(Stored data)

--- START ---

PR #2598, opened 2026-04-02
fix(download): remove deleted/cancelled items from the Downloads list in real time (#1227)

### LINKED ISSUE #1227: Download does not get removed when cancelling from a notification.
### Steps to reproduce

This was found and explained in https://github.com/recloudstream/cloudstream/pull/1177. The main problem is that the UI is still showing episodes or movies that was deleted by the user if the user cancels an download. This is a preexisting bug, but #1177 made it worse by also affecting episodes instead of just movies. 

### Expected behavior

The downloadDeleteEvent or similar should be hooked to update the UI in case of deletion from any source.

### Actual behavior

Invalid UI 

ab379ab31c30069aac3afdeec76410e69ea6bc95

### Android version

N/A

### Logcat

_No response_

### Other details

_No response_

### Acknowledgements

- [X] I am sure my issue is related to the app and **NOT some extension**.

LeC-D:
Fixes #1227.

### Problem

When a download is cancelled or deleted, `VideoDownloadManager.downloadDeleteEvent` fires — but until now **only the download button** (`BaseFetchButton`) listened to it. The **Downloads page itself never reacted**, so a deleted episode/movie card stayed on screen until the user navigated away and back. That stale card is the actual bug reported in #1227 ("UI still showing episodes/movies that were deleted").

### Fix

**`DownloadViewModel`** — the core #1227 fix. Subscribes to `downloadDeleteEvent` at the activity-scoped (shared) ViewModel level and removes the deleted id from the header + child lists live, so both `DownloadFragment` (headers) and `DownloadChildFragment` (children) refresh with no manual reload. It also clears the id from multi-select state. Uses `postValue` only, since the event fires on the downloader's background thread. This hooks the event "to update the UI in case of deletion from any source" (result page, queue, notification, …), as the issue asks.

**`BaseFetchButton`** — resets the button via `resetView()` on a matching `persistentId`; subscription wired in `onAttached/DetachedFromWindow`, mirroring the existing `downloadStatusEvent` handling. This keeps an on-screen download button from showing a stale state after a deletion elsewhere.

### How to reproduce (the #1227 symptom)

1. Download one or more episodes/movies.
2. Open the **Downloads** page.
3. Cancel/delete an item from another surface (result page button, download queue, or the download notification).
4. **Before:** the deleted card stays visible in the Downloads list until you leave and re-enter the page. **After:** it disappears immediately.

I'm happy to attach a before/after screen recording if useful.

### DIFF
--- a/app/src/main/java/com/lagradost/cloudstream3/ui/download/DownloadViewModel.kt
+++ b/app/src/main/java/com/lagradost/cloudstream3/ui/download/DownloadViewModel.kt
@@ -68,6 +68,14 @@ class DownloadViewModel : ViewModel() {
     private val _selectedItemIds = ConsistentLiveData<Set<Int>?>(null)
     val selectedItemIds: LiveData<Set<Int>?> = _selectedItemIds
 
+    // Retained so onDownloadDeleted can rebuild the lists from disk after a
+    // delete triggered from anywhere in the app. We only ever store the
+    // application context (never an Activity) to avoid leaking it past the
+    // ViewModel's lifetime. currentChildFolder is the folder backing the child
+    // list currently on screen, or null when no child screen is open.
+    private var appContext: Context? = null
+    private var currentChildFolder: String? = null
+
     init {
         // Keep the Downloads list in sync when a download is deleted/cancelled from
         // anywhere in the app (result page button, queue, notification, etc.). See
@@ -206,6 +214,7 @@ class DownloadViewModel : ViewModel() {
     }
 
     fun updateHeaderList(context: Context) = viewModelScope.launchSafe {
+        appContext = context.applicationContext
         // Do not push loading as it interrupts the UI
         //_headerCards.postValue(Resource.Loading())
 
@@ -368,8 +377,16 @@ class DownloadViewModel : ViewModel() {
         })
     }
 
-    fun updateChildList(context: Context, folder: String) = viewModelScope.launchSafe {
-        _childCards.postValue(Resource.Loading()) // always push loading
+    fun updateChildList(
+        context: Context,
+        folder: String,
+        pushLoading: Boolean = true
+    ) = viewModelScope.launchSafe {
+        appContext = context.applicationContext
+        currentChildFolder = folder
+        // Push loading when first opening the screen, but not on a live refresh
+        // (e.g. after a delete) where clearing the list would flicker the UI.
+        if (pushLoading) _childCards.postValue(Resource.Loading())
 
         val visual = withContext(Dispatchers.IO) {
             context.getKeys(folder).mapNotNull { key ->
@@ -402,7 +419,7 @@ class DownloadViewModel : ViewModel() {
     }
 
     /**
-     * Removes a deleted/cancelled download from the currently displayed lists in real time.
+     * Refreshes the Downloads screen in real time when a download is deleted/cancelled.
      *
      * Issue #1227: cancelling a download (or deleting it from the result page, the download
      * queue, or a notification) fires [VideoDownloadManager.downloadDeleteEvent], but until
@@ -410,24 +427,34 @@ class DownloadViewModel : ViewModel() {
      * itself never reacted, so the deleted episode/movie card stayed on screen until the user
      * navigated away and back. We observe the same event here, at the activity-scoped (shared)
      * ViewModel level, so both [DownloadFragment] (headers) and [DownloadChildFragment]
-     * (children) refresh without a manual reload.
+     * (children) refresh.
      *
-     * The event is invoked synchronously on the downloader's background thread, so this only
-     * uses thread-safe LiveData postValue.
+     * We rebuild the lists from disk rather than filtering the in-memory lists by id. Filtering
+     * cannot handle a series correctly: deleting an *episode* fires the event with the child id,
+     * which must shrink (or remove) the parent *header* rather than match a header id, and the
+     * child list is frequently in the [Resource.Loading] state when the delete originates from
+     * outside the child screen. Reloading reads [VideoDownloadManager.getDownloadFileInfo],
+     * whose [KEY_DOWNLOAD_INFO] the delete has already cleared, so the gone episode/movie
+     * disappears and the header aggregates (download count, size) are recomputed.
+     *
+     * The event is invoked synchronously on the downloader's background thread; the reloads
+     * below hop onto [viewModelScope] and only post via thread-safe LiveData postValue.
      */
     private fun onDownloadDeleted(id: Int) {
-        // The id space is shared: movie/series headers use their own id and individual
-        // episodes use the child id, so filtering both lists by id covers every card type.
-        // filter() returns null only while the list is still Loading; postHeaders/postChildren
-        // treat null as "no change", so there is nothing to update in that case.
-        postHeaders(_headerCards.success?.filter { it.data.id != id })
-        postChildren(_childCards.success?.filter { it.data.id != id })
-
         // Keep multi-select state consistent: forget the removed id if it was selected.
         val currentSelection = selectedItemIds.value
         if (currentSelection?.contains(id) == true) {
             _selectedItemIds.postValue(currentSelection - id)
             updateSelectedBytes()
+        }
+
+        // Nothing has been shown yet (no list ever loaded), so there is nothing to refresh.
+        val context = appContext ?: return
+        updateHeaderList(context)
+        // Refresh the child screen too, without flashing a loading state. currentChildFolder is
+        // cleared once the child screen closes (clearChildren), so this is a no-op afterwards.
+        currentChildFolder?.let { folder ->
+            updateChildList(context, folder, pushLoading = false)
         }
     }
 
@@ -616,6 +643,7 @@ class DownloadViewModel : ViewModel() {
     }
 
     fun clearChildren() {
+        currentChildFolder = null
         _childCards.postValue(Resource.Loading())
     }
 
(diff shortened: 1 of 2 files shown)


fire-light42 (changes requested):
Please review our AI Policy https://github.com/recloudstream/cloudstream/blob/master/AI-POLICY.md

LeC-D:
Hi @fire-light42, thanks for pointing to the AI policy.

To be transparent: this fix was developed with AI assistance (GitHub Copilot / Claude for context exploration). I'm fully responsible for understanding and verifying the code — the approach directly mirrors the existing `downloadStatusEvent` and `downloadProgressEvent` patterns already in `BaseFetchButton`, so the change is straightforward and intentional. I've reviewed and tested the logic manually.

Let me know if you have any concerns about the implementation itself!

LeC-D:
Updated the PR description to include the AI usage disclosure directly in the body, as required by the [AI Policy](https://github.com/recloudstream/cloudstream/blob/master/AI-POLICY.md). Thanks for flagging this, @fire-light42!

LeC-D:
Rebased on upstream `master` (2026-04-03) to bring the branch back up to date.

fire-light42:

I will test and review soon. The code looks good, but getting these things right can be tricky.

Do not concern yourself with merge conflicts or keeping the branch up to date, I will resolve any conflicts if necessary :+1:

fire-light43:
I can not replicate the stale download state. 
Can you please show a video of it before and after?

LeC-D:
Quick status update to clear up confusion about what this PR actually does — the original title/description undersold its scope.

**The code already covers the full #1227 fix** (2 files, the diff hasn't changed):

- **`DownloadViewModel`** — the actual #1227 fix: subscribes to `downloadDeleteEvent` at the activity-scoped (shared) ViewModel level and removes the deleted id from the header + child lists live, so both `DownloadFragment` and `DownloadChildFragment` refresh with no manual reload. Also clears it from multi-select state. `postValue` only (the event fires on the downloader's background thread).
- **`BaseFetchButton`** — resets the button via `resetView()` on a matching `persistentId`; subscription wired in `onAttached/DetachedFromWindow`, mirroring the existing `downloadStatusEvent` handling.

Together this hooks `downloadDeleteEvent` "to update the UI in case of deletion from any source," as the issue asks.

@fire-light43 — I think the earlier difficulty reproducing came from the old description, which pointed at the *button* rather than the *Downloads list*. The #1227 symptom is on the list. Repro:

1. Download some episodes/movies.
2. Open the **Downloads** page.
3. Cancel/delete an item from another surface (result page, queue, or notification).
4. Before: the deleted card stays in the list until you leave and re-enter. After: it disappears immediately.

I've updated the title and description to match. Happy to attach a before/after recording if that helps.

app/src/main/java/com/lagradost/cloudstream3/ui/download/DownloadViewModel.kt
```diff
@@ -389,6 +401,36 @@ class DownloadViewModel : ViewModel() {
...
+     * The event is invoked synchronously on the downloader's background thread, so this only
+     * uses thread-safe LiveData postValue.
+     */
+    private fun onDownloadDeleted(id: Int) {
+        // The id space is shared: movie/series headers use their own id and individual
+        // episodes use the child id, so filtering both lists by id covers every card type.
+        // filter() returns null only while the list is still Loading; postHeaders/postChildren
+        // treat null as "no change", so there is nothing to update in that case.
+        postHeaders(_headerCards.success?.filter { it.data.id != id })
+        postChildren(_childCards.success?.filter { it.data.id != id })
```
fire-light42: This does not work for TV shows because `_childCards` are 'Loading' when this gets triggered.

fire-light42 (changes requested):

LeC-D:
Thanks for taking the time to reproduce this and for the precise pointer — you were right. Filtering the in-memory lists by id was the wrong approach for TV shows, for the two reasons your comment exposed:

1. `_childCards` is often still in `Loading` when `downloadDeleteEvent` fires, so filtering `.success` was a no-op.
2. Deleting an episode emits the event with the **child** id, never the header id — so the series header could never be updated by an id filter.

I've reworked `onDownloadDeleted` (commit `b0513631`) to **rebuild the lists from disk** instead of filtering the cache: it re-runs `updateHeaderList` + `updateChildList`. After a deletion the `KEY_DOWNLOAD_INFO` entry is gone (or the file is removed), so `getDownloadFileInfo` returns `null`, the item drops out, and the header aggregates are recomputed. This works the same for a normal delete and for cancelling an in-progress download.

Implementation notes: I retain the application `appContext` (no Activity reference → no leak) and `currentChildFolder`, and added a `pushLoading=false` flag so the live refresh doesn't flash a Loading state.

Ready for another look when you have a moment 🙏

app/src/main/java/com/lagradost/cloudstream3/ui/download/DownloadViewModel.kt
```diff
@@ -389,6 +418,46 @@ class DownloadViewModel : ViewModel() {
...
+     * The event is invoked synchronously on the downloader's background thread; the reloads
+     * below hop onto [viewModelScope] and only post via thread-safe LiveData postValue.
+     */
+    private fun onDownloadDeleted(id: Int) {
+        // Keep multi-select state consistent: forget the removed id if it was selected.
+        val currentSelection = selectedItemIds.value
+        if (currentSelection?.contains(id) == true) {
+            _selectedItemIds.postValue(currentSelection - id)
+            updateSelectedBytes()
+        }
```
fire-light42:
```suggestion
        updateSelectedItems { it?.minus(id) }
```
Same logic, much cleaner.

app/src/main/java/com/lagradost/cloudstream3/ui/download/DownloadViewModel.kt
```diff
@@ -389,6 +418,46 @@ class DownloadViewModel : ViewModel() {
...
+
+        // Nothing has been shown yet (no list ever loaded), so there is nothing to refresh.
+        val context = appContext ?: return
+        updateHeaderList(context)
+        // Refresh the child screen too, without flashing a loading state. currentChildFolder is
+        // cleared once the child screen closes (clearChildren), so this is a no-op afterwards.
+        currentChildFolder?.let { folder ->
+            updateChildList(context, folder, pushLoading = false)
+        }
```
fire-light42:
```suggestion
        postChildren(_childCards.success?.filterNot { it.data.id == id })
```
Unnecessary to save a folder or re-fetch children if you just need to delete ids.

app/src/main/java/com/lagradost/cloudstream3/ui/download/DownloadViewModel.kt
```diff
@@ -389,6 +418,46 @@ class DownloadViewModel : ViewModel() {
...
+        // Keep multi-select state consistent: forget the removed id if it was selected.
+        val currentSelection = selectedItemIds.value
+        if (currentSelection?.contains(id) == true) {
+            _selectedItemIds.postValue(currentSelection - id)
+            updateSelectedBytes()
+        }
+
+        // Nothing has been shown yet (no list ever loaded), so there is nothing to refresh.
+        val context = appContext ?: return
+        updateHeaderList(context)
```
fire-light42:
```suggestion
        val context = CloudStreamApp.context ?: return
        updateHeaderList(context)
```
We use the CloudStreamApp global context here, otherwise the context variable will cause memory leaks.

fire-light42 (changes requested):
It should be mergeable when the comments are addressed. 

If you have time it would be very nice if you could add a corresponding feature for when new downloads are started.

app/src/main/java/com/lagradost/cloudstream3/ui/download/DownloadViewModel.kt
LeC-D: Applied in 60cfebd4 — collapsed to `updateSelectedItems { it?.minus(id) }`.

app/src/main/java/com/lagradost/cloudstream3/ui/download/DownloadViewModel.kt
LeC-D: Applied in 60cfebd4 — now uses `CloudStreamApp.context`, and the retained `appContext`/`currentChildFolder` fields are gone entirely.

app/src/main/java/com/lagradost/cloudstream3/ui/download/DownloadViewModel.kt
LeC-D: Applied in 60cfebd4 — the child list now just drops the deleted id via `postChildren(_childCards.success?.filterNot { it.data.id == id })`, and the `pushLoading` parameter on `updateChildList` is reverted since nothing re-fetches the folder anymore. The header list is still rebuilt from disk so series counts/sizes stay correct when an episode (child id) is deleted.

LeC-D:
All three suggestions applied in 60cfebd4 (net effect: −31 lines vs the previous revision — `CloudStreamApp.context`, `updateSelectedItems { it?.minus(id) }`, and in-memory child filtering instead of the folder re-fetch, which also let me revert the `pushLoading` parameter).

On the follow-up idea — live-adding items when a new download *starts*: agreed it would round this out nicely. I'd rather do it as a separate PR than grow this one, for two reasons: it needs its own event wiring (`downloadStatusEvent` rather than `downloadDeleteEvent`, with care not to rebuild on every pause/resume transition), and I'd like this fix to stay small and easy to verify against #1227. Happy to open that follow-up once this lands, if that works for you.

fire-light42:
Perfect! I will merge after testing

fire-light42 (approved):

--- END ---

# WHAT THE TASK REQUIRES
Beginning at the top of the data, extract each line through the line containing "### Problem" and return those lines exactly, with nothing added.

# OUTPUT OF THE EXERCISE
PR #2598, opened 2026-04-02
fix(download): remove deleted/cancelled items from the Downloads list in real time (#1227)

### LINKED ISSUE #1227: Download does not get removed when cancelling from a notification.
### Steps to reproduce

This was found and explained in https://github.com/recloudstream/cloudstream/pull/1177. The main problem is that the UI is still showing episodes or movies that was deleted by the user if the user cancels an download. This is a preexisting bug, but #1177 made it worse by also affecting episodes instead of just movies. 

### Expected behavior

The downloadDeleteEvent or similar should be hooked to update the UI in case of deletion from any source.

### Actual behavior

Invalid UI 

ab379ab31c30069aac3afdeec76410e69ea6bc95

### Android version

N/A

### Logcat

_No response_

### Other details

_No response_

### Acknowledgements

- [X] I am sure my issue is related to the app and **NOT some extension**.

LeC-D:
Fixes #1227.

### Problem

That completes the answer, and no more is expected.